Над степью буянил ветер, он давно уже согнал всю серую небесную муть, и впервые после многодневного дождя солнце воссияло в пустом, чисто вымытом небе. Все кругом блестело ослепительно и беспокойно. На грязную исполосованную колеями дорогу невозможно было смотреть.
— А у вас, я слыхал, все пашут? — спросил Сережка. — Верно или нет?
— Еще конца не видно.
— Это плохо. Земля стынет, семя не принимает. У нас мужики уже отсеялись, колхоз тоже досевает. С тяглом у нас плохо совсем: четыре лошади да шесть пар быков. Нам бы трактор.

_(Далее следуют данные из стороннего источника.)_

PR #307, opened 2017-07-17
Better metadata for server service definitions.

dpratt:
Make the default wrapper create an io.grpc.ServerServiceDefinition with a proper io.grpc.ServiceDescriptor, which allows for the stock ProtoReflectionService to function properly.

### DIFF
--- a/compiler-plugin/src/main/scala/com/trueaccord/scalapb/compiler/GrpcServicePrinter.scala
+++ b/compiler-plugin/src/main/scala/com/trueaccord/scalapb/compiler/GrpcServicePrinter.scala
@@ -175,6 +175,34 @@ final class GrpcServicePrinter(service: ServiceDescriptor, override val params: 
           |""")
   }
 
+  private[this] def serviceDescriptor(service: ServiceDescriptor) = {
+
+    val grpcServiceDescriptor = "_root_.io.grpc.ServiceDescriptor"
+
+    val schemaDescriptor: String =
+      s""".setSchemaDescriptor(new _root_.io.grpc.protobuf.ProtoFileDescriptorSupplier {
+         |  override def getFileDescriptor: _root_.com.google.protobuf.Descriptors.FileDescriptor =
+         |    ${service.getFile.fileDescriptorObjectFullName}.javaDescriptor
+         |})"""
+
+    def addMethod(method: MethodDescriptor): PrinterEndo = PrinterEndo(
+      _.add(s".addMethod(${method.descriptorName})")
+    )
+
+    PrinterEndo(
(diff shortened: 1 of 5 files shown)


compiler-plugin/src/main/scala/com/trueaccord/scalapb/compiler/GrpcServicePrinter.scala
```diff
@@ -175,6 +175,34 @@ final class GrpcServicePrinter(service: ServiceDescriptor, override val params:
           |""")
   }
 
+  private[this] def serviceDescriptor(service: ServiceDescriptor) = {
+
+    val grpcServiceDescriptor = "_root_.io.grpc.ServiceDescriptor"
+
+    val schemaDescriptor: String =
+      s""".setSchemaDescriptor(new _root_.io.grpc.protobuf.ProtoFileDescriptorSupplier {
```
thesamet: Instead of generating an anonymous supplier class for each service, I prefer that there would be a single class named `ConcreteProtoFileDescriptorSupplier` with a constructor that takes the descriptor and just return it. 

in scalapb-runt-ime-grpc

compiler-plugin/src/main/scala/com/trueaccord/scalapb/compiler/GrpcServicePrinter.scala
```diff
@@ -175,6 +175,34 @@ final class GrpcServicePrinter(service: ServiceDescriptor, override val params:
...
+    def addMethod(method: MethodDescriptor): PrinterEndo = PrinterEndo(
+      _.add(s".addMethod(${method.descriptorName})")
+    )
+
+    PrinterEndo(
+      _.add(s"val ${service.descriptorName}: $grpcServiceDescriptor =")
+        .indent
+        .add(s"""$grpcServiceDescriptor.newBuilder("${service.getFullName}")""")
+        .indent
+        .addStringMargin(schemaDescriptor)
```
thesamet: Given the previous comment, this may be just a simple `add()`. If not implement using `call()`

thesamet:
Thanks for sending the PR. Can you explain in the PR description what wasn't functioning properly (impact of the problem).

jyane:
In my environment, ServerReflectionService does not work with ScalaPB.

Here is an example of reflection service (It does not work).
https://github.com/jyane/scalapb-example/blob/master/src/main/scala/jp/jyane/hello/GrpcMain.scala#L12-L16

I guess this PR will fix it?

dpratt:
@jyane You've got it exactly right - the ProtoReflectionService doesn't work if the BindableService doesn't have a proper ServiceDescriptor attached to it.

dpratt:
@thesamet I've pushed a commit that integrates your feedback.

PR #308, opened 2017-07-18
Update async observer completion.

dpratt:
- Handle StatusRuntimeExceptions as well as StatusExceptions on Observer
completion.
- Use tryFailure and trySuccess for Guava -> Scala Future translation.
This avoids a spurious exception thrown on (presumedly very rare)
multiple completion of the Future.


thesamet:
> Use tryFailure and trySuccess for Guava -> Scala Future translation.
This avoids a spurious exception thrown on (presumedly very rare)
multiple completion of the Future.

Aren't those spurious exceptions indicate a programming error (when a future is completed twice) and by switching to `trySuccess` we are silently hiding them?

dpratt:
That's a fair point, I've always used (and seen used) the tryComplete/tryFailure variants, but I'm happy to back that out.

dpratt:
Changes pushed.

PR #309, opened 2017-07-19
grpc-java 1.5.0

xuwei-k:


compiler-plugin/src/main/scala/com/trueaccord/scalapb/compiler/GrpcServicePrinter.scala
```diff
@@ -167,11 +167,12 @@ final class GrpcServicePrinter(service: ServiceDescriptor, override val params:
 
     p.addStringMargin(
       s"""val ${method.descriptorName}: $grpcMethodDescriptor[${method.scalaIn}, ${method.scalaOut}] =
-          |  $grpcMethodDescriptor.create(
```
xuwei-k: https://github.com/grpc/grpc-java/commit/17af756df42cda5d6dc1e5b4bca48ab2df053c21

PR #311, opened 2017-07-23
remove unused JavaConverters imports in FileDescriptor object file

xuwei-k:


compiler-plugin/src/main/scala/com/trueaccord/scalapb/compiler/ProtobufGenerator.scala
```diff
@@ -1182,7 +1182,7 @@ class ProtobufGenerator(val params: GeneratorParams) extends DescriptorPimps {
       .call(generateMessageCompanion(message))
   }
 
-  def scalaFileHeader(file: FileDescriptor): FunctionalPrinter = {
+  def scalaFileHeader(file: FileDescriptor, javaConverterImport: Boolean = true): FunctionalPrinter = {
```
thesamet: can you make this not have a default value and change all callers to either pass file.javaConversions or false.

compiler-plugin/src/main/scala/com/trueaccord/scalapb/compiler/ProtobufGenerator.scala
```diff
@@ -1194,7 +1194,7 @@ class ProtobufGenerator(val params: GeneratorParams) extends DescriptorPimps {
          |
          |${if (file.scalaPackageName.nonEmpty) ("package " + file.scalaPackageName) else ""}
          |
-         |${if (file.javaConversions) "import scala.collection.JavaConverters._" else ""}""")
+         |${if (file.javaConversions && javaConverterImport) "import scala.collection.JavaConverters._" else ""}""")
```
thesamet: this would become `if  (javaConverterImport)`

xuwei-k:
done

PR #324, opened 2017-08-21
Add custom annotations for message

lkmtue:
This pull request makes it possible to add custom annotations to compiled messages.

Example:

```
message FooMessage {
  option (scalapb.message).annotations = "@CustomAnnotation";
  ...
}
```
will compile to
```
...
@SerialVersionUID(0L)
@CustomAnnotation
final case class FooMessage(
...
```


compiler-plugin/src/main/scala/com/trueaccord/scalapb/compiler/ProtobufGenerator.scala
```diff
@@ -1316,6 +1319,10 @@ class ProtobufGenerator(val params: GeneratorParams) extends DescriptorPimps {
 
     serviceFiles ++ enumFiles ++ messageFiles :+ fileDescriptorObjectFile
   }
+
+  private def getAnnotationList(message: Descriptor) = {
+    message.getOptions.getExtension[MessageOptions](Scalapb.message).getAnnotationsList().asScala.toSeq
```
thesamet: For consistency with all other options: please move this function to `MessageDescriptorPimps` in `DescriptorPimps.scala`. Rename it to `annotationsOption` and use the `scalaOptions` member to get the extension.

protobuf/scalapb/scalapb.proto
```diff
@@ -61,6 +61,8 @@ message MessageOptions {
 
   // Additional classes and traits to mix in to the companion object.
   repeated string companion_extends = 2;
+
+  repeated string annotations = 3;
```
thesamet: Add `// Custom annotations to add to the generated case class.`

e2e/src/main/protobuf/custom_annotation.proto
```diff
@@ -0,0 +1,13 @@
...
+package com.trueaccord.proto.e2e;
+
+import "scalapb/scalapb.proto";
+
+option (scalapb.options) = {
+  import: "com.trueaccord.pb.CustomAnnotation"
+};
+
+message CustomAnnotationMessage {
+  option (scalapb.message).annotations = "@CustomAnnotation";
```
thesamet: Please add another test with 3 different annotations, to verify that the generated code works in that case too.

lkmtue:
Thanks @thesamet for your review. Your comments have been resolved.

PR #337, opened 2017-09-12
Update scalapb.proto to use proto3 syntax

mvdstam:


thesamet:
This change may break people's code since the primitives won't be inside an option. What is the motivation for this change?

mvdstam:
Hi @thesamet, you're absolutely right. I was hoping the change from proto2 to proto3 would be more backwards-compatible.

The motivation for this change is that I'm trying to use protocol buffers in an environment where there is also PHP code present in some applications where there is Scala code present in others, where I can simply use the protobuf messages as a dependency for all of those applications.

Unfortunately, the [php support](https://github.com/google/protobuf/tree/master/php) for Protobuf seems to be severly lacking at the moment as proto2 and most well-known types aren't even working at the moment. I thought this change would be low-hanging fruit (and: fully backwards-compatible), but I was a bit too optimistic it would seem!

Closing the PR. Thanks for your quick response. 😃

thesamet:
One workaround could be to use the proto3 version you have only when generating PHP, the messages will stay compatible

PR #365, opened 2017-11-15
fix #364

### LINKED ISSUE #364: Code generation does not handle escaped strings properly
I'm getting that this line doesn't doesn't seem to generate the right scala code, because it seems to generate unescaped strings.
Using this sbt plugin
https://github.com/thesamet/sbt-protoc, with ScalaPB version 0.6.6
and having trouble with this line:
https://github.com/golang/protobuf/blob/master/proto/testdata/test.proto#L140
because it is generating this:
```scala
def getFStringDefaulted: String = fStringDefaulted.getOrElse("hello, "world!"\n") 
```
  
Where the problem is with the second `"`, which closes the String.

xuwei-k:


thesamet:
Thanks @xuwei-k

joshlemer:
Thankyou @xuwei-k for the very fast fix 🥇

PR #383, opened 2018-01-04
Add an option not to wrap some values in Options when generating Scala values

fabiangebert:
based on the changes by @eiennohito, I've created this pull request, including a test case.


compiler-plugin/src/main/scala/scalapb/compiler/DescriptorPimps.scala
```diff
@@ -107,11 +107,11 @@ trait DescriptorPimps {
     // Is this field boxed inside an Option in Scala. Equivalent, does the Java API
     // support hasX methods for this field.
     def supportsPresence: Boolean =
-      fd.isOptional && !fd.isInOneof && (!fd.getFile.isProto3 || fd.isMessage)
+      fd.isOptional && !fd.isInOneof && (!fd.getFile.isProto3 || fd.isMessage) && !fieldOptions.getNoBox
 
     // Is the Scala representation of this field is a singular type.
     def isSingular = fd.isRequired || (
-      fd.getFile.isProto3 && !fd.isInOneof && fd.isOptional && !fd.isMessage)
+      fd.getFile.isProto3 && !fd.isInOneof && fd.isOptional && !fd.isMessage) || fieldOptions.getNoBox
```
thesamet: please change to (`|| (fieldOptions.getNoBox && fd.isOptional))

thesamet:
Please add a check to compiler-plugin/src/main/scala/scalapb/compiler/ProtoValidation.scala that verifies that no_box was given on an optional field

e2e/src/test/scala/NoBoxSpec.scala
```diff
@@ -0,0 +1,19 @@
+import org.scalatest._
+import com.trueaccord.proto.e2e.no_box.Car
+import com.trueaccord.proto.e2e.no_box.Tyre
+import org.scalatest._
+
+class NoBoxSpec extends FlatSpec with MustMatchers {
+  val car = Car(tyre1 = Tyre(size = 10), tyre2 = Some(Tyre(size = 20)))
```
thesamet: Two additional things that should be tested to future-proof this code:
1. Say a remote system written in Java sends a message that doesn't specify this optional field. Can we parse it? What are we getting?

2. I think that were going to see some inconsistency with the Java version, that is worth documenting in a test:
Say we have Car(tyre1=Tyre.defaultInstance), does the field get serialized? We need to document (by test) that if we parse these bytes in Java, the parser would give `hasTyre1==false`. At the same time, if we use Java conversions on this message, on the Java side we will have `hasTyre1==true`
(I think there's no way around it, if we fixed the conversion to not set `tyre1` in Java, it will be lossy somewhere else)

fabiangebert: I think it's ok for a "no_box" field to say from a Scala perspective that missing field is equivalent to default instance.
I've added specs and pushed them a few hours ago.

PR #385, opened 2018-01-08
add deprecated annotation when [deprecated=true]

### LINKED ISSUE #377: add @scala.deprecated annotations when [deprecated=true]
> Fields with [deprecated=true] will be marked with @Deprecated in Java.

https://github.com/google/protobuf/blob/860d693cf70f13d823ab8e6f9118d94485fa95bd/CHANGES.txt#L1385

xuwei-k:
fix #377

### DIFF
--- a/compiler-plugin/src/main/scala/scalapb/compiler/DescriptorPimps.scala
+++ b/compiler-plugin/src/main/scala/scalapb/compiler/DescriptorPimps.scala
@@ -155,7 +155,15 @@ trait DescriptorPimps {
 
     def fieldOptions: FieldOptions = fd.getOptions.getExtension[FieldOptions](Scalapb.field)
 
-    def annotationList = fieldOptions.getAnnotationsList().asScala.toSeq
+    def annotationList: Seq[String] = {
+      val deprecated = {
+        if (fd.getOptions.getDeprecated)
+          List(ProtobufGenerator.deprecatedAnnotation)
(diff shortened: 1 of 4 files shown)


compiler-plugin/src/main/scala/scalapb/compiler/DescriptorPimps.scala
```diff
@@ -155,7 +155,15 @@ trait DescriptorPimps {
 
     def fieldOptions: FieldOptions = fd.getOptions.getExtension[FieldOptions](Scalapb.field)
 
-    def annotationList = fieldOptions.getAnnotationsList().asScala.toSeq
+    def annotationList: Seq[String] = {
+      val deprecated = {
+        if (fd.getOptions.getDeprecated)
+          List("""@scala.deprecated("", "")""")
```
thesamet: Please change to `deprecated(message="Marked as deprecated in proto file")`  for a friendlier message (presumably it would also make it easier to exclude by regex from various linters). The second parameter can be omitted since it defaults to `""`.

thesamet:
Thanks for working on this!

compiler-plugin/src/main/scala/scalapb/compiler/DescriptorPimps.scala
xuwei-k: done

PR #602, opened 2017-04-20
Added support of Native Menus in Linux

saurabh95:
To test this `global.brackets.nativeMenus`  in https://github.com/adobe/brackets/blob/master/src/utils/Global.js#L84 needs to be set to true.
// cc @abhijitapte for review.

@eyelash Could you also review the part added by me?

Fixes https://github.com/adobe/brackets/issues/7236

Screenshot for Ubuntu 16.04

screenshot from 2017-04-23 13-04-15


eyelash:
it's been 3 years since I wrote that code :smile:

zaggino:
sorry, can't review linux cpp code

appshell/appshell_extensions_gtk.cpp
```diff
@@ -758,6 +762,92 @@ static void Callback(GtkMenuItem* menuItem, gpointer userData) {
...
+            if (i != tokens.size() - 1) {
+                shortcut += "<";
+            }
+            shortcut += tokens[i];
+            if (i != tokens.size() - 1) {
+                shortcut += ">";
+            }
+        }
+        gchar* val = (gchar*)shortcut.c_str();
+        gtk_accelerator_parse (val, keyVal, modifier);
```
eyelash: nit: everywhere else there is no space between function name and parameters.

appshell/appshell_extensions_gtk.cpp
```diff
@@ -758,6 +762,92 @@ static void Callback(GtkMenuItem* menuItem, gpointer userData) {
...
+}
+
+
+int32 ParseShortcut(CefRefPtr<CefBrowser> browser, GtkWidget* entry, ExtensionString& key, GdkModifierType* modifier, guint* keyVal, ExtensionString& commandId) {
+    if (key.size()) {
+        GtkAccelGroup *accel_group = NULL;
+        accel_group = gtk_accel_group_new();
+
+        std::vector<std::string> tokens;
+        std::istringstream f(key.c_str());
```
eyelash: Is the `.c_str()` necessary here?

appshell/appshell_extensions_gtk.cpp
```diff
@@ -758,6 +762,92 @@ static void Callback(GtkMenuItem* menuItem, gpointer userData) {
...
+        std::string s;
+        while (getline(f, s, '-')) {
+            tokens.push_back(s);
```
eyelash: I'm wondering whether the tokens could be parsed here directly instead of copying them to a vector first and the parsing the vector.

appshell/appshell_extensions_gtk.cpp
```diff
@@ -758,6 +762,92 @@ static void Callback(GtkMenuItem* menuItem, gpointer userData) {
...
+    // we have to change it to "Ctrl+O". Careful not to change the final
+    // character, though, so "Ctrl--" ends up as "Ctrl+-".
+    if (result.size() > 0) {
+        replace(result.begin(), result.end() - 1, '-', '+');
+    }
+    return result;
+}
+
+
+int32 ParseShortcut(CefRefPtr<CefBrowser> browser, GtkWidget* entry, ExtensionString& key, GdkModifierType* modifier, guint* keyVal, ExtensionString& commandId) {
```
eyelash: This function could probably be static if it is not used outside this file.

appshell/appshell_extensions_gtk.cpp
saurabh95: Actually I have used tokens in creating shortcut of type <Ctrl>A and also in the fallback, so I won't be able to have fallback if there is no tokens vector.

saurabh95:
Thanks @eyelash for reviewing this PR :smile: 
I have updated the PR as per your comments.

eyelash:
@saurabh95 `GetDisplayKeyString` could probably be static as well. The rest looks fine to me. As I said, I only took a quick look at your code without compiling and I'm also no expert on GTK+ shortcuts.

appshell/appshell_extensions.cpp
```diff
@@ -606,6 +606,9 @@ class ProcessMessageDelegate : public ClientHandler::ProcessMessageDelegate {
                 bool enabled = argList->GetBool(2);
                 bool checked = argList->GetBool(3);
                 error = NativeMenuModel::getInstance(getMenuParent(browser)).setMenuItemState(command, enabled, checked);
+                if (error == NO_ERROR) {
+                    error = SetMenuItemState(browser, command, enabled, checked);
```
abhijitapte: this seems to be common code (i.e. windows, mac and win). 
Isn't the menu item state being set  in line 608?

saurabh95: Actually `NativeMenuModel::getInstance(getMenuParent(browser)).setMenuItemState(command, enabled, checked);` does not work for Linux as it only sets a flag, so I have added `SetMenuState` function which is meant only for Linux and for case of Windows and MAC it is No Op

ficristo:
I'm sorry, but I cannot review cpp code

appshell/appshell_extensions_gtk.cpp
```diff
@@ -652,69 +657,256 @@ int32 GetPendingFilesToOpen(ExtensionString& files)
...
+}
+
+static int GetPosition(const ExtensionString& positionString, const ExtensionString& relativeId,
+                       GtkWidget* container, NativeMenuModel& model)
+{
+    if (positionString == "" || positionString == "last")
+        return -1;
+    else if (positionString == "first")
+        return 0;
+    else if (relativeId.size() > 0) {
```
abhijitapte: use empty() instead

appshell/appshell_extensions_gtk.cpp
```diff
@@ -652,69 +657,256 @@ int32 GetPendingFilesToOpen(ExtensionString& files)
...
+        GList* iter;
+        for (iter = children; iter != NULL; iter = g_list_next(iter)) {
+            if (iter->data == relativeMenuItem)
+                break;
+            position++;
+        }
+        if (iter == NULL)
+            position = -1;
+        else if (positionString == "before")
+            ;
```
abhijitapte: can't you instead set position as 0 here.

saurabh95: We can't set position to 0 here, as in https://github.com/adobe/brackets-shell/pull/602/files#diff-10aa13d798996c2d964d38b1f328ae62R698 we are incrementing value of position, so setting it to 0 will always add the menu in the first index, which is not desired.

appshell/appshell_extensions_gtk.cpp
```diff
@@ -652,69 +657,256 @@ int32 GetPendingFilesToOpen(ExtensionString& files)
...
+        else if (positionString == "lastInSection") {
+            for (; iter != NULL; iter = g_list_next(iter)) {
+                if (GTK_IS_SEPARATOR_MENU_ITEM(iter->data))
+                    break;
+                position++;
+            }
+        }
+        else
+            position = -1;
+        g_list_free(children);
```
abhijitapte: can you point to the documentation in GTK where they specify that you need to explicitly free it?

appshell/appshell_extensions_gtk.cpp
```diff
@@ -652,69 +657,256 @@ int32 GetPendingFilesToOpen(ExtensionString& files)
...
+        return position;
+    }
+    else
+        return -1;
 }
 
 int32 AddMenu(CefRefPtr<CefBrowser> browser, ExtensionString title, ExtensionString command,
-              ExtensionString position, ExtensionString relativeId)
+              ExtensionString positionString, ExtensionString relativeId)
```
abhijitapte: why can't these parameters be passed by const ref?

appshell/appshell_extensions_gtk.cpp
```diff
@@ -652,69 +657,256 @@ int32 GetPendingFilesToOpen(ExtensionString& files)
...
+        std::vector<std::string> tokens;
+        std::istringstream f(key);
+        std::string s;
+        while (getline(f, s, '-')) {
+            tokens.push_back(s);
+        }
+        std::string shortcut = "";
+        // convert shortcut format
+        // e.g. Ctrl+A converts to <Ctrl>A whose entry is stored in accelerator table
+        for (int i=0;i<tokens.size();i++) {
```
abhijitapte: isn't it better to take the size() in a local and use that instead?

appshell/appshell_extensions_gtk.cpp
```diff
@@ -652,69 +657,256 @@ int32 GetPendingFilesToOpen(ExtensionString& files)
...
+            if (i != tokens.size() - 1) {
+                shortcut += "<";
+            }
+            shortcut += tokens[i];
+            if (i != tokens.size() - 1) {
```
abhijitapte: why is the last token excluded?

appshell/appshell_extensions_gtk.cpp
```diff
@@ -652,69 +657,256 @@ int32 GetPendingFilesToOpen(ExtensionString& files)
...
+            for (int i=0;i<tokens.size();i++) {
+                if (tokens[i] == "Ctrl") {
+                    modifier = GdkModifierType(modifier | GDK_CONTROL_MASK);
+                } else if (tokens[i] == "Alt") {
+                    modifier = GdkModifierType(modifier | GDK_MOD1_MASK);
+                } else if (tokens[i] == "Shift") {
+                    modifier = GdkModifierType(modifier | GDK_SHIFT_MASK);
+                } else if (tokens[i] == "Enter") {
+                    keyVal = GDK_KEY_KP_Enter;
+                } else if (tokens[i] == "Up" || tokens[i] == "\u2191") {
```
abhijitapte: It is better to use macros or constants instead of these string literals

appshell/appshell_extensions_gtk.cpp
saurabh95: These are actually implementation of interface which is used by all platforms, so changing this would mean changing in all the platforms implementation.
We can take this for later PR.

appshell/appshell_extensions_gtk.cpp
saurabh95: Actually in this we are changing the token string from Ctrl+A to <Ctrl>A whose entry is stored in accelerator table, so for the last token there is no need to enclose it in <>

appshell/appshell_extensions_gtk.cpp
saurabh95: https://developer.gnome.org/glib/stable/glib-Doubly-Linked-Lists.html#g-list-free

eyelash: also https://developer.gnome.org/gtk3/stable/GtkContainer.html#gtk-container-get-children says:

> **Returns** a newly-allocated list of the container’s non-internal children.

abhijitapte: Just checked the tooltip indeed conveys that we need to free.
I looked at documentation of https://developer.gnome.org/gtk3/stable/GtkContainer.html#gtk_container_get_focus_chain and noticed the explicit free mentioned there.

swmitra:
Great work @saurabh95 👍

eyelash:
I don't know if that was intentional but while merging this work to master all the commits were squashed (aa0336076aa485aed852af67f3194e970540a15c). Just to give you guys some feedback for the future: Seeing all your work merged without getting credit for it is not very motivating for a community contributor like me.

saurabh95:
@eyelash it was by mistake and we will be having Release Notes in which we highlight top features and their authors and we will have your name in that.
We will definitely take care of this from next time.

eyelash:
@saurabh95 Thank you, I'm glad to hear that.

PR #609, opened 2017-06-23
Linux UTF-8 BOM is preserved

saurabh95:


appshell/appshell_extensions.cpp
```diff
@@ -276,32 +276,36 @@ class ProcessMessageDelegate : public ClientHandler::ProcessMessageDelegate {
                 ExtensionString filename = argList->GetString(1);
                 ExtensionString encoding = argList->GetString(2);
                 std::string contents = "";
+                bool preserveBOM = false;
```
abhijitapte: why isn't a similar argument added in the shell api `appshell.fs.readFile`?

appshell/appshell_extensions_gtk.cpp
```diff
@@ -435,60 +435,53 @@ bool has_utf_32_BOM(gchar* data, gsize length)
...
+            if (detectedCharSet != "UTF-8") {
+                std::transform(detectedCharSet.begin(), detectedCharSet.end(), detectedCharSet.begin(), ::toupper);
+                DecodeContents(contents, detectedCharSet);
+                encoding = detectedCharSet;
+            }
+            else {
+                std::cout << encoding << "\n";
+                if (contents.length() >= 3 && contents[0] == (char)0xEF && contents[1] == (char)0xBB && contents[2] == (char)0xBF) {
+                    contents.erase(0,3);
+                    std::cout << "Preserve BOM" << "\n";
```
abhijitapte: need to remove this.

appshell/appshell_extensions_gtk.cpp
```diff
@@ -435,60 +435,53 @@ bool has_utf_32_BOM(gchar* data, gsize length)
...
+                detectedCharSet = encoding;
+            }
+            if (detectedCharSet != "UTF-8") {
+                std::transform(detectedCharSet.begin(), detectedCharSet.end(), detectedCharSet.begin(), ::toupper);
+                DecodeContents(contents, detectedCharSet);
+                encoding = detectedCharSet;
+            }
+            else {
+                std::cout << encoding << "\n";
+                if (contents.length() >= 3 && contents[0] == (char)0xEF && contents[1] == (char)0xBB && contents[2] == (char)0xBF) {
```
abhijitapte: could you use a macro instead and add proper comments as to why you have to do this check.

appshell/appshell_extensions_gtk.cpp
```diff
@@ -507,6 +500,8 @@ int32 WriteFile(ExtensionString filename, std::string contents, ExtensionString
         } catch (...) {
             error = ERR_CANT_READ;
         }
+    } else if (encoding == "UTF-8" && preserveBOM) {
+        contents = "\xEF\xBB\xBF" + contents;
```
abhijitapte: same here, need to add proper explanation of it as well as the string literal.

appshell/appshell_extensions.cpp
saurabh95: readfile is called from brackets and until then we don't know the encoding/bom of the file so default value is false.
so from brackets we don't need to send the argument

PR #613, opened 2017-06-29
Corrected UTF8 detection which was being detected as ISO-8859-1

saurabh95:


appshell/appshell_extensions_gtk.cpp
```diff
@@ -442,44 +442,54 @@ int32 ReadFile(ExtensionString filename, ExtensionString& encoding, std::string&
...
+        if (has_utf_32_BOM(file_get_contents, len)) {
+            error = ERR_UNSUPPORTED_ENCODING;
+        } else  if (has_utf8_BOM(file_get_contents, len)) {
+            std::ifstream file(filename.c_str());
+            std::stringstream ss;
+            ss << file.rdbuf();
+            contents = ss.str();
+            contents.erase(0, 3);
+            preserveBOM = true;
+        } else if (!g_locale_to_utf8(file_get_contents, -1, NULL, NULL, &gerror) || encoding != "UTF-8") {
```
saurabh95: Line 460 to 465 is the only change added new in this PR, rest is just revert of my last PR https://github.com/adobe/brackets-shell/pull/609/files#diff-10aa13d798996c2d964d38b1f328ae62

PR #620, opened 2017-08-09
Adding a check for node version during the build. 

harshit0405:
Adding a check for node version during the build. The setup task should fail if node version being bundled differs from the node version on the machine

### DIFF
--- a/tasks/setup.js
+++ b/tasks/setup.js
@@ -455,6 +455,33 @@ module.exports = function (grunt) {
         }
     });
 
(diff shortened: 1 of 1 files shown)


harshit0405:
@narayani28 Sorry, missed adding mac/linux support. Added that as well now. 

I've tested in on Windows and Mac. Couldn't test on a Linux machine as I don't have access to one currently.

saurabh95:
I have tested it on Linux. It is working fine.

PR #623, opened 2017-09-08
Null terminate the bracketsDirPath

boopeshmahendran:
This should fix issue https://github.com/adobe/brackets/issues/13661, https://github.com/adobe/brackets/issues/13681, https://github.com/adobe/brackets/issues/13682, https://github.com/adobe/brackets/issues/13680

@swmitra @nethip Please review.


nethip:
Thanks for fixing this @boopeshmahendran . It would be really helpful for documentation of your analysis (either here of in the code).

boopeshmahendran:
bracketsDirPath is used for constructing nodeExecutablePath and nodecorePath. But bracketsDirPath is not null terminated. So nodeExecutablePath and nodeCorePath are wrong and node is not started.

nethip:
@boopeshmahendran Thanks for fixing this.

Это верно, что на нем четыре гектара за день пашут? Я еще и не видывал трактора-то, какой он есть.
Мы шли и разговаривали на хозяйственные темы, причем я старался как можно больше узнать, что уже сделано, сколько засеяли и какой вообще силой, материальной и общественной, располагает колхоз. Но Сережка напирал на будущее. Быстро ответив на мой вопрос, он торопливо и обстоятельно выспрашивал, что практически надо делать в колхозе завтра, и зимой, и на будущий год. И было заметно, что общие ответы его не совсем удовлетворяли.
По всей видимости, он был младше меня на год, на два, но гораздо степеннее. Я заметил, с какой снисходительностью он посматривал, как я с разбегу перепрыгивал через лужи. Сам он неторопливо их обходил, что замедляло наше продвижение по длинной грязной улице.
— Пичугин в сельсовете? — спросил я.
— А тебе какого? У нас их много, весь вот этот конец — Пичугины. Тут почти все село Дедовы да Пичугины.
Мне нужен был председатель колхоза «КИМ» комсомолец Пичугин.
— Так это я и есть, — просто ответил Сережка.
— Что же ты сразу не сказал? — Я даже остановился.
— А что говорить? Я думал, ты знаешь, раз не спрашиваешь.